-- RECORDS FOR THIS TASK follows --

PR #10904, opened 2019-06-05
fix #7548 by updating to v142 toolset (again)

### LINKED ISSUE #7548: Upgrade IIS C++ projects to build with platformtoolset v142 (VS2019)

analogrelay:
This time, it's personal.

Trying again to update to v142. We'll see how this goes ;).

We can probably also remove the v141 toolset from the vs.json files as a result of this, but I'd like to wait until we know this works to do that :). If we get a green check, we can do a second pass to clean-up (in this PR, but just after we know it works)

Before merge checklist:
* [x] Remove v141 toolset install from `korebuild.json`, `eng\scripts\vs.buildtools.json` and `eng\scripts\vs.json` files

### DIFF
--- a/src/Servers/IIS/AspNetCoreModuleV2/CommonLib/HandleWrapper.cpp
+++ b/src/Servers/IIS/AspNetCoreModuleV2/CommonLib/HandleWrapper.cpp
@@ -4,5 +4,6 @@
 #include "HandleWrapper.h"
 
 // Workaround for VC++ bug https://developercommunity.visualstudio.com/content/problem/33928/constexpr-failing-on-nullptr-v141-compiler-regress.html
+// REVIEW: This is fixed maybe? We could try removing it now that we're on v142. Is there test coverage?
 const HANDLE InvalidHandleTraits::DefaultHandle = INVALID_HANDLE_VALUE;
 const HANDLE FindFileHandleTraits::DefaultHandle = INVALID_HANDLE_VALUE;
--- a/src/Servers/IIS/AspNetCoreModuleV2/CommonLib/HandleWrapper.cpp
+++ b/src/Servers/IIS/AspNetCoreModuleV2/CommonLib/HandleWrapper.cpp
@@ -1,9 +1,0 @@
-// Copyright (c) .NET Foundation. All rights reserved.
-// Licensed under the Apache License, Version 2.0. See License.txt in the project root for license information.
-
-#include "HandleWrapper.h"
-
-// Workaround for VC++ bug https://developercommunity.visualstudio.com/content/problem/33928/constexpr-failing-on-nullptr-v141-compiler-regress.html
-// REVIEW: This is fixed maybe? We could try removing it now that we're on v142. Is there test coverage?
-const HANDLE InvalidHandleTraits::DefaultHandle = INVALID_HANDLE_VALUE;
-const HANDLE FindFileHandleTraits::DefaultHandle = INVALID_HANDLE_VALUE;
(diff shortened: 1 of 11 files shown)


natemcmaster:
I believe this means we can also delete these two lines: https://github.com/aspnet/AspNetCore/blob/d1138f2cdeda8e04755ffec138b9514d0ffd43a8/korebuild.json#L19-L20

natemcmaster (approved):
If it works, :shipit:

cc @dougbu - this would unblock https://github.com/aspnet/AspNetCore-Internal/issues/2538

anurse:
After this change, nothing should be on toolset v142 (we do have it in our VS install scripts and an unfortunate coincidence in some SVG files ;))

image

jkotalik:
> we do have it in our VS install scripts 

Which we can remove now?

src/Servers/IIS/AspNetCoreModuleV2/CommonLib/HandleWrapper.h
```diff
@@ -9,7 +9,7 @@
 struct InvalidHandleTraits
 {
     using HandleType = HANDLE;
-    static const HANDLE DefaultHandle;
+    static constexpr HANDLE DefaultHandle = nullptr;
```
anurse: Being optimistic that the [compiler bug that prevented this](https://developercommunity.visualstudio.com/content/problem/33928/constexpr-failing-on-nullptr-v141-compiler-regress.html) is fixed now. We'll see :).

src/Servers/IIS/AspNetCoreModuleV2/CommonLib/HandleWrapper.h
```diff
@@ -35,16 +35,16 @@ struct ModuleHandleTraits
 };
 
 // Code analysis doesn't like nullptr usages via traits
-#pragma warning( push )
-#pragma warning ( disable : 26477 ) // disable  Use 'nullptr' rather than 0 or NULL (es.47).
+#pragma warning(push)
+#pragma warning(disable : 26477) // disable  Use 'nullptr' rather than 0 or NULL (es.47).
```
anurse: VSCode wanted to reformat all the things.

src/Servers/IIS/AspNetCoreModuleV2/CommonLib/HandleWrapper.cpp
```diff
@@ -4,5 +4,6 @@
 #include "HandleWrapper.h"
 
 // Workaround for VC++ bug https://developercommunity.visualstudio.com/content/problem/33928/constexpr-failing-on-nullptr-v141-compiler-regress.html
+// REVIEW: This is fixed maybe? We could try removing it now that we're on v142. Is there test coverage?
```
jkotalik: If this is fixed yeah. I think it will fail to build if this isn't fixed, so we have "test coverage"

jkotalik (approved):
Hoping for the best.

anurse:
image

image

image

image

src/Servers/IIS/AspNetCoreModuleV2/CommonLib/HandleWrapper.cpp
anurse: Yep, I realized it was literally a compiler bug, so it felt safe to try :)

anurse:
image

Success!

anurse:
Going to push to an AzDO branch to confirm it's all good on official agents too.

anurse:
https://dev.azure.com/dnceng/internal/_build/results?buildId=213480 is the official build I kicked off, for reference.

natemcmaster:
🎉 nice!

jkotalik:
@anurse just to confirm, you did verify this locally, correct?

anurse:
`./build -BuildNative` is happy on my box. I still have the `v141` toolset on though (need it for other things). Both the test official and PR validation builds worked.

I'll leave it for @jkotalik to hit the final merge button here since I will be much less available over the next couple days and don't want to merge and bail ;). At least if @jkotalik merges he knows what to revert!

jkotalik:
I’ll take liability.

-- RECORDS FOR THIS TASK concluded --

THE PROBLEM: Identify the lines in the entries that hold "disable" and return each one.

SOLUTION TO THIS PROBLEM:
-#pragma warning ( disable : 26477 ) // disable  Use 'nullptr' rather than 0 or NULL (es.47).
+#pragma warning(disable : 26477) // disable  Use 'nullptr' rather than 0 or NULL (es.47).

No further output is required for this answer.